PR #438, opened 2023-04-11
consistent employee card sizes

harrisonchin2523:
### Summary 

This task is focused on making all of the employee cards the same size. I set the height of all the cards to 22rem, I am also working on condensing the availability displayed on the cards to reduce the amount of space they take. This is my current progress.

Notes: 
I am trying to space the information displayed on the cards evenly along the vertical axis, but the cards are of display: inline-block which makes this difficult, let me know if anyone knows a way to get around this.

### DIFF
--- a/frontend/src/components/Card/card.module.css
+++ b/frontend/src/components/Card/card.module.css
@@ -1,6 +1,7 @@
 .card {
   display: inline-block;
   width: 17.2rem;
+  height: 23rem;
   background-color: white;
   border-radius: 0.5rem;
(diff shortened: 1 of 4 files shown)


RohitValiveti (approved):
Hey Harrison, the sizing of the cards looks good from my end! They all look the same size. As for the spacing of the content in each card, maybe you could try setting a margin/padding between each piece of information? The exact CSS might be a bit different but thats the first thing that comes to mind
==================================================
## WHAT IS NEEDED:
Bring together all lines from the listing that contain the word "inline".

## ANSWER TO THE PROBLEM:
I am trying to space the information displayed on the cards evenly along the vertical axis, but the cards are of display: inline-block which makes this difficult, let me know if anyone knows a way to get around this.
   display: inline-block;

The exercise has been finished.